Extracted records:
#####
PR #96, opened 2020-10-19
System Last Access interaction

MykolaGalian:
[US119014](https://rally1.rallydev.com/#/detail/userstory/408910754660?fdp=true): [Engagement] Interactions - System Access

UX demo:  done


components/last-access-card.js
```diff
@@ -1,9 +1,45 @@
...
+
+	filter(record) {
+		return this.usersWithSysLastAccessMoreThanFourteenDays.has(record[RECORD.USER_ID]);
+	}
+}
+
+decorate(LastAccessFilter, {
+	isApplied: computed,
+	addUsersToSet: action,
+	usersWithSysLastAccessMoreThanFourteenDays: observable
```
bemailloux, line 41: I think this should have a shorter, less specific name (since we would have to change the name if it wasn't 14 days anymore). Suggestion: `usersWithoutRecentAccess`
#####
## [WHAT YOU WILL DO]
Your reply should be only the number of lines in the preceding data that include the word "System".

## [OUTPUT OF THE EXERCISE]
2